Newsom also makes an appearance in the film. Siebel Newsom barely knew anything about the then-San Francisco mayor when she met him on a blind date in 2006. But the two hit it off, and she was especially impressed when he took her on a walking tour of the City by the Bay, chatting with passersby and sharing stories about each neighborhood.
“I was blown away at how passionate he was about his work and the city — and that is really attractive to me,” she said.
The couple married in July 2008 and now have four kids, ranging in age from 2 to 8. They live in the hills of Kentfield in Marin County.
Expect Siebel Newsom, 44, to be a visible presence in Sacramento if her husband wins. She’s played a starring role in Newsom’s campaign so far, introducing him at rallies across the state and wiping away tears during an event with the father of a gun violence victim. During the “March for Our Lives” gun control demonstrations this year, Siebel Newsom spoke at a San Francisco rally — decrying “toxic masculinity” and pointing out that nearly all mass shooters are men — as Newsom addressed activists in Orange County.
FEMINIST RECORD
Her feminist record could also help her defend her husband from political attacks over his past infidelity, which surfaced as an issue during the primary campaign.
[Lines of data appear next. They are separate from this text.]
PR #57062, opened 2026-03-25
Fix enum default: preventing scoped association build from applying scope value

silenceu:
### Motivation / Background

Fixes #57061

The `default:` option on `enum` silently breaks scoped association `.build` calls. When building a record through a scoped `has_many` (e.g., `has_many :write_posts, -> { write }`), the scope's value is ignored and the record gets the enum default instead.

This is a regression from the old `_default:` behavior. Since Rails 7.2 stable rejects `_default:` with `ArgumentError`, upgrading forces migration to `default:` which silently introduces this bug.

### Detail

**Root cause:** `enum :action, { write: 0, read: 1 }, default: :read` calls `attribute :action, default: :read`, storing the raw symbol `:read`. Dirty tracking sees this as "changed" compared to the DB column state. In `Association#initialize_attributes`, "changed" attributes are excluded from scope application, so the scope's value is silently skipped.

**Two changes fix this:**

1. **`activerecord/lib/active_record/enum.rb`** — Resolve the `default:` label (e.g., `:read`) to its mapped DB value (e.g., `1`) before passing to `attribute()`. This makes `value_before_type_cast` store the integer, not a raw symbol.

2. **`activerecord/lib/active_record/associations/association.rb`** — In `initialize_attributes`, only treat attributes as "already assigned" if they were explicitly set by the user (differing from the class-level default), not merely defaulted via `attribute default:`. This ensures scoped associations can override enum defaults during `.build`.

### Additional information

Reproduction script from the issue:

```ruby
  belongs_to :user
  enum :action, { write: 0, read: 1 }, default: :read
end

  has_many :write_posts, -> { write }, class_name: "Post"
end

user = User.create!
post = user.write_posts.build
post.action # => "read" (BUG: should be "write")
```

Affected versions: Rails 7.0+ through main.

### Checklist

### DIFF
--- a/activerecord/CHANGELOG.md
+++ b/activerecord/CHANGELOG.md
@@ -1,3 +1,25 @@
+*   Fix `enum` with `default:` preventing scoped association `.build` from applying scope values.
+
+    When an enum declared a `default:`, building a record through a scoped `has_many`
+    (e.g., `has_many :write_posts, -> { write }`) would silently ignore the scope's
+    value and use the enum default instead.
+
+    ```ruby
+    class Post < ActiveRecord::Base
+      enum :action, { write: 0, read: 1 }, default: :read
+    end
+
+    class User < ActiveRecord::Base
+      has_many :write_posts, -> { write }, class_name: "Post"
+    end
+
+    user = User.create!
+    post = user.write_posts.build
+    post.action # => "write" (was incorrectly "read")
+    ```
+
+    *Song Huang*
+
 *   Deprecate the `schema_order` option in PostgreSQL database configurations.
 
     Use `schema_search_path` instead. The `schema_order` alias will be
--- a/activerecord/lib/active_record/associations/association.rb
+++ b/activerecord/lib/active_record/associations/association.rb
@@ -217,7 +217,15 @@ module ActiveRecord
       def initialize_attributes(record, except_from_scope_attributes = nil) # :nodoc:
         except_from_scope_attributes ||= {}
         skip_assign = [reflection.foreign_key, reflection.type].compact
-        assigned_keys = record.changed_attribute_names_to_save
+        default_attributes = record.class._default_attributes
+        assigned_keys = record.changed_attribute_names_to_save.select { |attr_name|
+          # Only treat attributes as "already assigned" if they were explicitly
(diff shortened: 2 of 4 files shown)


tylerwood-io:
Good root cause analysis. The two-part fix makes sense:

**Part 1 (enum.rb):** Resolving the label to its DB value before passing to \`attribute()\` is a standalone improvement — storing \`:read\` (symbol) as \`value_before_type_cast\` instead of \`1\` (integer) could cause other subtle issues beyond this bug.

**Part 2 (association.rb):** This is what actually fixes the scoped build issue. It distinguishes "attribute changed because user explicitly passed a value" from "attribute changed because the class declared a default." The comparison \`@attributes[attr_name] != default_attributes[attr_name]\` works because deep-duped \`UserProvidedDefault\` objects compare equal to the originals, while \`FromUser\` objects (created by explicit \`assign_attributes\`) do not.

One edge case I checked: if a user explicitly passes the default value (\`user.write_posts.build(action: :read)\`), \`assign_attributes\` creates a \`FromUser\` attribute, which is \`!=\` the \`UserProvidedDefault\` default — so it's correctly treated as user-assigned and the scope doesn't overwrite it.

Two notes:

1. This is a bug fix with observable behavior change, so it likely warrants a CHANGELOG entry (the checklist currently has it unchecked).

2. The \`instance_variable_get(:@attributes)\` in Part 2 is reaching into record internals. This is fine given the code is already deep in AR's association layer, but if there's a public accessor for the attribute set that returns the same objects, that might be marginally cleaner.

afurm:
I reproduced this issue locally as well and opened [#57095](https://github.com/rails/rails/pull/57095) while investigating.

That PR overlaps with this one, but the `association.rb` change takes a slightly different approach: it avoids `record.instance_variable_get(:@attributes)` and instead uses `attributes_with_values(...)` to filter `ActiveModel::Attribute::UserProvidedDefault` attributes from `changed_attribute_names_to_save`.

I verified that approach against the enum regression and the nearby association tests:

- `test_build_from_association_should_respect_scope`
- `test_build_and_create_from_association_should_respect_passed_attributes_over_default_scope`

If this PR is the preferred direction, feel free to ignore #57095 - I just wanted to share the alternative implementation in case it is useful.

Before the two met, when Newsom was separated from his first wife, current Fox News host Kimberly Guilfoyle, he had an affair with his appointments secretary, who was married to his campaign manager and close friend.
But Siebel Newsom has gotten in trouble on the topic before. The scandal went public while she was dating Newsom, and she threw lighter fluid on the media firestorm by telling the San Francisco Chronicle that “the woman is the culprit,” and commenting on local blog SFist that “everyone near to her has stories and says she is bad news.” She later apologized.
Friends of the couple say she’s had a profound impact on Newsom, who as mayor had a reputation for being aloof.
“Jen is so open and honest, almost naïve in the sense of how trusting she is,” said Mimi Silbert, the head of San Francisco’s Delancey Street Project, who’s known Newsom for decades and helped counsel him in the years after his affair. “Gavin was struggling with having his emotions really show — and she helped him take those walls down.”
If Newsom wins in November, Siebel Newsom said she’d want to use her position as first partner to promote mental health issues, address sexual harassment in Sacramento, and organize summits bringing together young people from around California.
And she’d try to avoid cliched stereotypes of the role a first lady should perform.
“Who wants to be a trophy wife?” she asked. “I’ve already played that in Hollywood.”